7/10
J.J : I Love This Dirty Town!
9 May 2004
****SPOILERS**** Realistic movie about a powerful and ruthless New York city gossip columnist J.J Hunsecker, Burt Lancaster, and how he treats people who dare to sand in his way. With Tony Curtis giving the best acting performance of his career as the sleazy and manipulating Sidney Falco a local publicist who's very existence depends on J.J giving print to the people who he represents in his column.

Falco being iced out of the J.J Hunsecker gossip column, which is the death penalty in the newspaper world for a publicist, because of him failing to break up the relationship between J.J's kid sister Susie, Susan Harrison, with the up and coming popular guitar player Steve Dallas, Martin Milner, of the Chico Hamilton Quintet.

Trying to get back into the good graces of J.J Falco gives a competing gossip columnist Otis Elwell, David White, a hot story to print about Steve being a pot smoker as well as card carrying commie! This can not only ruin Steve's but the Chico Hamilton Quintet's careers.

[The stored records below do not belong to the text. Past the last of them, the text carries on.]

Issue #1308, opened 2019-06-03
Autocomplete: stricter housenumber matching


missinglink:
We currently consider `housenumber` as a `'SHOULD'` match condition for autocomplete.

https://github.com/pelias/api/blob/master/query/autocomplete.js#L29

We could probably move this to a `'MUST'` condition to improve performance and reduce noise.

I suspect the reason we have this as a SHOULD is to handle the case where the house number doesn't exist in the index, in this case we would return 0 results for a MUST query.

It's probably possible to rewrite these subqueries to be MUST and match `term OR NULL` using something like https://www.elastic.co/guide/en/elasticsearch/reference/current/null-value.html, or https://www.elastic.co/guide/en/elasticsearch/reference/2.3/query-dsl-missing-query.html

missinglink:
Looking at what we currently have in production there doesn't seem to be any significant noise issues (showing other house numbers on the same street).

The reason for this seems to be that the house number is being matched against the `name.default` field using a MUST condition, so if the token '180' isn't in the index with 'grolmanstrasse' then 0 results are returned:

```
/v1/autocomplete?debug=true&text=180 grolmanstrasse
/v1/autocomplete?debug=true&text=grolmanstrasse 180
```

...so I'm not sure why the subquery isn't already a MUST
any ideas @orangejulius ?

orangejulius:
Just came across this old issue that I don't recall from last year. I think the code is effectively meant to link to this line, which doesn't appear to have changed:

https://github.com/pelias/api/blob/e379a5f18db1bafad1b3eb4fa643f09994d048af/query/autocomplete.js#L51

I think that the housenumber and street specific query clauses are not having much of an effect, since as mentioned the full address is also included in a `must` condition. In fact we are looking to make that _less_ strict with https://github.com/pelias/api/pull/1432.

The only effect I imagine these two query clauses are having is to boost address records. As we are looking at in https://github.com/pelias/api/pull/1430 and elsewhere, we may or may not want this scoring boost.

I also bet that we could improve performance by skipping these `should` query clauses all together. Each one requires a lookup in the inverted index for another field, and additional scoring logic. Might be worth experimenting with.

missinglink:
We need to ensure that `5 E 10 st`, `5 E 5 st`, `10 E 10 st` and `10 E 5 st` score appropriately depending on the input.

Ideally we wouldn't show the incorrect versions at all, but the extra noise may be a fair compromise, so long as the ranking is preserved.

[...]

PR #1479, opened 2020-07-31
don't boost street if parse is ambiguous

blackmad:
This is a redo of https://github.com/pelias/api/pull/1430 that's on the pelias repo rather than on mine, and fixed for place->venue rename

It fixes `mccarren park` and `wrigley field` as well as `mccarren park brooklyn` and `wrigley field chicago`

this was the original approach suggested by @missinglink for solving "wrigley field" - I don't see a great way to solve it in pelias/parser at the moment, though I'm open to suggestions.

doesn't change anything in a 1k query set.

### DIFF
--- a/sanitizer/_text_pelias_parser.js
+++ b/sanitizer/_text_pelias_parser.js
@@ -53,26 +53,31 @@ function _sanitize (raw, clean) {
 }
 
 function isAmbiguousStreetOrVenueParse(solutions){
-  if (!solutions) {
+  if (!solutions || solutions.length < 2) {
     return false;
   }
 
   const topTwoSolutions = _.take(solutions, 2);
   const streetOnlySolution = topTwoSolutions.find(solution => {
     return solution.pair &&
-      solution.pair.length === 1 &&
       solution.pair[0].classification.label === 'street';
   });
   const venueOnlySolution = topTwoSolutions.find(solution => {
     return solution.pair &&
-      solution.pair.length === 1 &&
       solution.pair[0].classification.label === 'venue';
   });
+
+  const restOfSolutionIsTheSame = 
+    topTwoSolutions[0].pair.length === topTwoSolutions[1].pair.length &&
+    _.every(_.zip(topTwoSolutions[0].pair.slice(1), topTwoSolutions[1].pair.slice(1)), ([p1, p2]) => 
+       p1.span.body === p2.span.body && p1.classification.label === p2.classification.label
+    );
 
   return (
     streetOnlySolution &&
     venueOnlySolution &&
-    streetOnlySolution.pair[0].span.body === venueOnlySolution.pair[0].span.body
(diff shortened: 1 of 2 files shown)


orangejulius:
Cool, this makes a lot of sense. I'll test it out next week!

blackmad:
something else this should probably do is that if the parse is ambiguous, consume the *whole* query

it would fix queries like
Kinetic Arts Center
    "parsed_text": {
        "subject": "Arts Center",
        "street": "Arts Center"
      }

and

KT Auto Repair
    "parsed_text": {
        "subject": "Auto Repair",
        "street": "Auto Repair"
      }

orangejulius:
I just gave this PR a full run through all our tests, and it looks good. There are some improvements to POI related tests, such as the following:
Screenshot_2020-08-10_16-08-02
It looks similar, but not quite as good as #1469 in that regard.

There were _very_ minimal changes to address queries that are not worth worrying about. Here's an example of the magnitude of the changes
Screenshot_2020-08-10_16-11-19

As far as I'm concerned from a behavior perspective this PR is good to merge.

@missinglink do you have any thoughts on the code? It does add even more logic to our already complex `sanitizer/_text_pelias_parser.js` file, but that's probably unavoidable.

sanitizer/_text_pelias_parser.js
```diff
@@ -52,6 +52,36 @@ function _sanitize (raw, clean) {
...
+  const restOfSolutionIsTheSame = 
+    topTwoSolutions[0].pair.length === topTwoSolutions[1].pair.length &&
+    _.every(_.zip(topTwoSolutions[0].pair.slice(1), topTwoSolutions[1].pair.slice(1)), ([p1, p2]) => 
+       p1.span.body === p2.span.body && p1.classification.label === p2.classification.label
+    );
+
+  return (
+    streetOnlySolution &&
+    venueOnlySolution &&
+    streetOnlySolution.pair[0].span.body === venueOnlySolution.pair[0].span.body &&
```
Joxit, line 79: I think you can put this before `const restOfSolutionIsTheSame =....` ? something like
```js
if (!streetOnlySolution || !venueOnlySolution || streetOnlySolution.pair[0].span.body !== venueOnlySolution.pair[0].span.body) {
  return false
}
```

orangejulius:
We just merged #1308, so I'd be curious to see if/when this PR provides additional improvements on top of this. @blackmad if you get a chance to rebase and check it out, let me know, otherwise I'll add it to my queue for testing.

blackmad:
I think this is basically a no-op on top of 1308, I'm happy to just close it

orangejulius:
@blackmad Its a no-op for autocomplete, but not necessarily search, so it might still be useful.

blackmad:
okay true you're right. This is still important for "wrigley field" in search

Even though J.J could have done a much more effective job of destroying Steve he and Falco manipulated Ewell to do their dirty work in order not to have Susie suspect that it was her brother who is breaking up their relationship as well as their future marriage. When J.J with the connivance of Falco invited Steve and his manager Frank D'Angelo, Sam Levene, and Susie to the TV studio where J.J, with Falco in attendance, all hell breaks loose. J.J is to talk about the the rights of Americans not to be trampled on with false and unsubstantiated accusations, like what J.J was doing to Steve. This is for J.J to show those in the audience as well as the shows some 60 million TV viewers how he took the high road in the Steve Dallas case of "Guilt by Gossip". Steve seeing through J.J's and Falco's scam and at the same time having too much pride and dignity to play along with their squalid game let J.J have it, verbally. This shakes up the normally cool as a cucumber J.J to the point where he really lost his cool and embarrassed himself in front of every one there.

Furious J.J, after that spectacle, not only wanted to destroy Steve's career but also his life! He then had Falco plant a pack of joints in Steve's coat at the nightclub where he was preforming and then tipping off the brutal and vicious Lt. Harry Kello, Emile Meyers, to not only arrest him but work him over.

Susie who agreed to break up with Steve after J.J browbeat her into submission at the TV studios and left her with an emotional breakdown heard the news about what happened to Steve. Going to the hospital Susie found out at that Syeve may not pull out of his coma from the beating that Kello gave him. Later as Falco came up to J.J's apartment, to give him the good news about Steve, that he pulled out of his coma but suffered permanent brain damage, he saved Susie's life as she tried to kill herself by jumping off the balcony.

J.J coming into the room and seeing his sister in a nightgown and in the arms of Falco, who was holding her in order for her not to jump out the window and kill herself, went wild. Slapping Falco around an outraged J.J then called the police and Lt. Kello to come over and arrest Falco for planting pot on Steve; which J.J himself had Falco do.

Falco running from the building is cornered by Lt.Kello and savagely beaten and arrested but Susie who knew that it was her brother J.J who was behind Steve's brutal beating, and everything else that was done to break Steve and her up, walks out on him as the movie ended.

Razor sharp black & white photography as well as dialog gave "Sweet Smell of Success" that real New York city look of the 1950's. The stunning on location filming makes the movie a must for those of us who appreciate the "Big Apple" as it was back then before it became a cheap imitation of what it is now. That's before the explosion of the real estate market in the mid 1970's made the city look like the nondescript and undistinguished town that it is today. Instead of the great Majestic Metropolis by the rivers, the Hudson an East, that it was back then.